▶ **EXERCISE MATERIAL**
PR #1487, opened 2018-08-02
Implementation of BoostMetric Distance Learning

manish7294:
An implementation of boostmetric distance learning technique.

### DIFF
--- a/src/mlpack/methods/boostmetric/boostmetric.hpp
+++ b/src/mlpack/methods/boostmetric/boostmetric.hpp
@@ -9,8 +9,8 @@
  * 3-clause BSD license along with mlpack.  If not, see
  * http://www.opensource.org/licenses/BSD-3-Clause for more information.
  */
-#ifndef MLPACK_METHODS_BOOSTMETRIC_BOOSTMETRIC_HPP
-#define MLPACK_METHODS_BOOSTMETRIC_BOOSTMETRIC_HPP
+#ifndef MLPACK_METHODS_BoostMetric_BoostMetric_HPP
+#define MLPACK_METHODS_BoostMetric_BoostMetric_HPP
 
 #include <mlpack/prereqs.hpp>
 #include <mlpack/core/metrics/lmetric.hpp>
@@ -49,11 +49,11 @@ namespace boostmetric /** BoostMetric Distance Learning. */ {
  * @tparam MetricType The type of metric to use for computation.
  */
 template<typename MetricType = metric::SquaredEuclideanDistance>
-class BOOSTMETRIC
+class BoostMetric
 {
  public:
   /**
-   * Initialize the BOOSTMETRIC object, passing a dataset (distance metric
+   * Initialize the BoostMetric object, passing a dataset (distance metric
    * is learned using this dataset) and labels. Initialization will copy
    * both dataset and labels matrices to internal copies.
    *
@@ -61,7 +61,7 @@ class BOOSTMETRIC
    * @param labels Input dataset labels.
    * @param k Number of targets to consider.
    */
-  BOOSTMETRIC(const arma::mat& dataset,
+  BoostMetric(const arma::mat& dataset,
        const arma::Row<size_t>& labels,
        const size_t k);
 
@@ -139,7 +139,7 @@ class BOOSTMETRIC
 
   //! Constraints instance.
   lmnn::Constraints<MetricType> constraint;
-}; // class BOOSTMETRIC
+}; // class BoostMetric
 
 } // namespace boostmetric
 } // namespace mlpack
--- a/src/mlpack/methods/boostmetric/boostmetric.hpp
+++ b/src/mlpack/methods/boostmetric/boostmetric.hpp
@@ -1,0 +1,150 @@
+/**
+ * @file boostmetric.hpp
+ * @author Manish Kumar
+ *
+ * Declaration of BoostMetric class.
+ *
+ * mlpack is free software; you may redistribute it and/or modify it under the
+ * terms of the 3-clause BSD license.  You should have received a copy of the
+ * 3-clause BSD license along with mlpack.  If not, see
+ * http://www.opensource.org/licenses/BSD-3-Clause for more information.
+ */
+#ifndef MLPACK_METHODS_BOOSTMETRIC_BOOSTMETRIC_HPP
+#define MLPACK_METHODS_BOOSTMETRIC_BOOSTMETRIC_HPP
+
+#include <mlpack/prereqs.hpp>
+#include <mlpack/core/metrics/lmetric.hpp>
+#include <mlpack/methods/lmnn/constraints.hpp>
+
+namespace mlpack {
+namespace boostmetric /** BoostMetric Distance Learning. */ {
+
+/**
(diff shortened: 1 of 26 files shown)


src/mlpack/methods/boostmetric/boostmetric.hpp
```diff
@@ -0,0 +1,150 @@
...
+ *   publisher = {Curran Associates, Inc.},
+ *   url = {http://papers.nips.cc/paper/
+ *       3658-positive-semidefinite-metric-learning-with-boosting.pdf}
+ * }
+ * @endcode
+ *
+ * @tparam MetricType The type of metric to use for computation.
+ */
+template<typename MetricType = metric::SquaredEuclideanDistance>
+class BOOSTMETRIC
```
rcurtin: Seems to me like we should call it `BoostMetric`.

src/mlpack/methods/boostmetric/boostmetric_impl.hpp
```diff
@@ -0,0 +1,179 @@
...
+    labels(labels),
+    k(k),
+    maxIter(500),
+    tolerance(1e-7),
+    wTolerance(1e-5),
+    constraint(dataset, labels, k)
+{ /* nothing to do */ }
+
+// Calculate inner product of two matrices.
+inline double innerProduct(arma::mat& Ar, arma::mat& Z)
```
rcurtin: Why not just use `arma::accu(Ar % Z)`?  (Actually `arma::dot()` might do the same thing also, but it's likely you might need a `vectorise()` call there too.)

src/mlpack/methods/boostmetric/boostmetric_impl.hpp
```diff
@@ -0,0 +1,179 @@
...
+  for (size_t i = 0; i < maxIter; i++)
+  {
+    // Initialize Acap.
+    Acap.zeros(dim, dim);
+    for (size_t j = 0; j < N; j++)
+      Acap += u(j) * A.slice(j);
+
+    arma::vec eigval;
+    arma::mat eigvec;
+    arma::eig_sym(eigval, eigvec, (Acap + trans(Acap) / 2));
```
rcurtin: I'd suggest timing this specific step also.  If we need we can modify Armadillo to use ARPACK to only get the largest eigenvalue, which can be a lot faster.

src/mlpack/methods/boostmetric/boostmetric_impl.hpp
```diff
@@ -0,0 +1,179 @@
...
+      if (wHigh - wLow < wTolerance || std::abs(lhs) < wTolerance)
+        break;
+    }
+
+    // Update u.
+    for (size_t j = 0; j < N; j++)
+      u(j) = u(j) * std::exp(-H(j) * w);
+
+    // Normalize u so that sum(u_i) = 1.
+    u /= arma::sum(u);
```
rcurtin: Do we end up with cases where `u` is either extremely small or 0?  In that case we could avoid adding it to the sum `Acap`.

src/mlpack/methods/boostmetric/boostmetric_impl.hpp
manish7294: I think it doesn't require any change, as we will be needing eigvector as well in very next calculation.
`arma::mat Z = eigvec.col(maxIndex(0)) * arma::trans(eigvec.col(maxIndex(0)));`

src/mlpack/methods/boostmetric/boostmetric_impl.hpp
```diff
@@ -0,0 +1,179 @@
...
+            << "; " << "terminating optimization." << std::endl;
+      break;
+    }
+
+    // Output current maximum eigen value.
+    Log::Info << "BoostMetric: iteration " << i << ", maximum eigen value "
+        <<  maxEig << "." << std::endl;
+
+    // Get index of maximum element.
+    arma::uvec maxIndex = arma::find(eigval == maxEig);
```
manish7294: I think we can at least avoid this calculation if we have something like index_max() but armadillo supports it starting from v 7.2000

src/mlpack/methods/boostmetric/boostmetric_impl.hpp
manish7294: Here's the simulation supporting this - https://gist.github.com/manish7294/01bb5b6d2f5c4cbdb60dc5af541e39dc
Let me know your thoughts on this.

src/mlpack/methods/boostmetric/boostmetric_impl.hpp
manish7294: That's much better.

src/mlpack/methods/boostmetric/boostmetric.hpp
manish7294: Sure

src/mlpack/methods/boostmetric/boostmetric_impl.hpp
rcurtin: It'll also take much longer for datasets with large dimensionality, so I'd be interested to see how long it takes for covertype (55d) and MNIST (784d).

src/mlpack/methods/boostmetric/boostmetric_impl.hpp
rcurtin: I see, it looks like this could be a good pruning opportunity if we have time (but it's not clear if this will provide much speedup to me, I'm not sure how much computation we save).

rcurtin:
Thanks for the hard work on this; I haven't had a time to review deeper yet, but do you have any comparisons with the current LMNN code?  (sorry to ask twice but I think that is one of the more important things we need to consider here)

manish7294:
No, worries! But I remember doing some simulations earlier, at least on a small dataset. Though I think I will do it again. I think this is what I was referring to - https://gist.github.com/manish7294/2388267666b1159ce261ce7b95dc923c

rcurtin:
Right, so just FYI, I'm waiting on more accurate comparisons for both small and large datasets with the current LMNN code, to get a better idea of how this performs before I do a more in-depth review.

manish7294:
I am really sorry for the delay, I just got way to busy with college work mainly due to industrial internships interviews. Hopefully, everything will be over by next week. After that, I will be able to work at full pace. Maybe I am requesting too much but do you think we can keep it on hold till then or I can try to take out some time?

manish7294:
Thanks a lot, I will be back as soon as everything is over :)

manish7294:
@rcurtin Here are some simulations I performed today - https://gist.github.com/manish7294/fc50da22451fd676d0ab0f4ccb4bc2a0

They might not be sufficient but I think they can atleast help in getting some insights.

While performing simulations on letters dataset I have noticed that max eigen value continuously kept on oscillating instead of getting minimized.

manish7294:
Ahh, finally after a whole year of wait, bot finally took it's call and marked this one as stale :)
So, I think we should also decide something for this @rcurtin.

rcurtin:
Yeah, this one fell off my list too, but I do think we should merge it in when we can.  Let me try and do a review in the near future.  I'll mark it 'keep open'. :+1:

▶ **ACTIVITY**
Filter the entries down to the lines that include the string "labels".

▶ **RESULT FOR THIS TASK**
    * is learned using this dataset) and labels. Initialization will copy
    * both dataset and labels matrices to internal copies.
    * @param labels Input dataset labels.
        const arma::Row<size_t>& labels,
+    labels(labels),
+    constraint(dataset, labels, k)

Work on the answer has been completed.